[Records excerpted from a collection]
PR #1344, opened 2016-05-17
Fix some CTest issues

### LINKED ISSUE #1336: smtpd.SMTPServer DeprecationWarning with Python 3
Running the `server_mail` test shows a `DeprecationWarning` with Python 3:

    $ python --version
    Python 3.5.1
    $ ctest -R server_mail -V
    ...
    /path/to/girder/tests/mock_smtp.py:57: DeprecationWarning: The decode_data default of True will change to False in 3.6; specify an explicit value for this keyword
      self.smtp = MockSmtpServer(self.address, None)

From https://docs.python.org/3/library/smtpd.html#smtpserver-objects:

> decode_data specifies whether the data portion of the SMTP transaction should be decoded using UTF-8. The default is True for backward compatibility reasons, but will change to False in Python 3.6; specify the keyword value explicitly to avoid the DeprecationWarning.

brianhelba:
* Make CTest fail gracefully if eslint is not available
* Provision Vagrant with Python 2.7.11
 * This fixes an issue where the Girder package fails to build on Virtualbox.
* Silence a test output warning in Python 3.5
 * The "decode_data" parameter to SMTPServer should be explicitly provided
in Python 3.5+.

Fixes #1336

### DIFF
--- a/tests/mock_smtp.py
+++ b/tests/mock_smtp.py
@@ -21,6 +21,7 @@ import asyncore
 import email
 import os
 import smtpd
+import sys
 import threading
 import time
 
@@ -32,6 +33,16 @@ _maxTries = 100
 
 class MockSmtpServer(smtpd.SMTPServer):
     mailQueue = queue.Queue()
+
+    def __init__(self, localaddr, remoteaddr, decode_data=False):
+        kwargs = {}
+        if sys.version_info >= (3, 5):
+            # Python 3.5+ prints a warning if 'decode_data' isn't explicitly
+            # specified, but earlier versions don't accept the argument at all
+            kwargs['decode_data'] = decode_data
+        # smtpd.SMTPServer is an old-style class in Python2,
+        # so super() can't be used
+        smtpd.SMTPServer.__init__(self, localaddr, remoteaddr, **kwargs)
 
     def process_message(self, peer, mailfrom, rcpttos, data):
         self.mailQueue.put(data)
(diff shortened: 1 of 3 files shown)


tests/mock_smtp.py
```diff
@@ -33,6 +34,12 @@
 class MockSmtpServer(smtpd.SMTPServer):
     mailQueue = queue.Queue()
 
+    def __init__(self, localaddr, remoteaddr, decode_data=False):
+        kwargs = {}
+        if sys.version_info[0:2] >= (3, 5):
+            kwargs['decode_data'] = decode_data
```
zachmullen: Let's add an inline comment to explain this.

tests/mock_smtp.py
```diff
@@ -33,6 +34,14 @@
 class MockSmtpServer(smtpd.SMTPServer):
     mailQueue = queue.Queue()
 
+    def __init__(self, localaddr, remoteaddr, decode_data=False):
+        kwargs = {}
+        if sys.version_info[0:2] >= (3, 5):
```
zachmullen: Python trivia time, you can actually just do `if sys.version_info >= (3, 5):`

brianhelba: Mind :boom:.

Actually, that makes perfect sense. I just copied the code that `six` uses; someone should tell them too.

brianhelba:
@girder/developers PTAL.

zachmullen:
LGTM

---

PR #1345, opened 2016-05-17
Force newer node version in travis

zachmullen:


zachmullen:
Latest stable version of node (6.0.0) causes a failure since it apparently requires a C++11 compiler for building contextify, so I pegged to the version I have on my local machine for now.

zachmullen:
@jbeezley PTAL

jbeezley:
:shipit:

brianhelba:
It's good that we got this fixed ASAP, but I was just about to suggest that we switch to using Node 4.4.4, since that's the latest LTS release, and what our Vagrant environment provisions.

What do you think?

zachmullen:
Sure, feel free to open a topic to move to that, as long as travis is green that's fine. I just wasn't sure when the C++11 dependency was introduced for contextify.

Task goal ▸
Whichever lines of the records above hold the word "explicitly" should all be copied out.

Expected output ▸
> decode_data specifies whether the data portion of the SMTP transaction should be decoded using UTF-8. The default is True for backward compatibility reasons, but will change to False in Python 3.6; specify the keyword value explicitly to avoid the DeprecationWarning.
 * The "decode_data" parameter to SMTPServer should be explicitly provided
+            # Python 3.5+ prints a warning if 'decode_data' isn't explicitly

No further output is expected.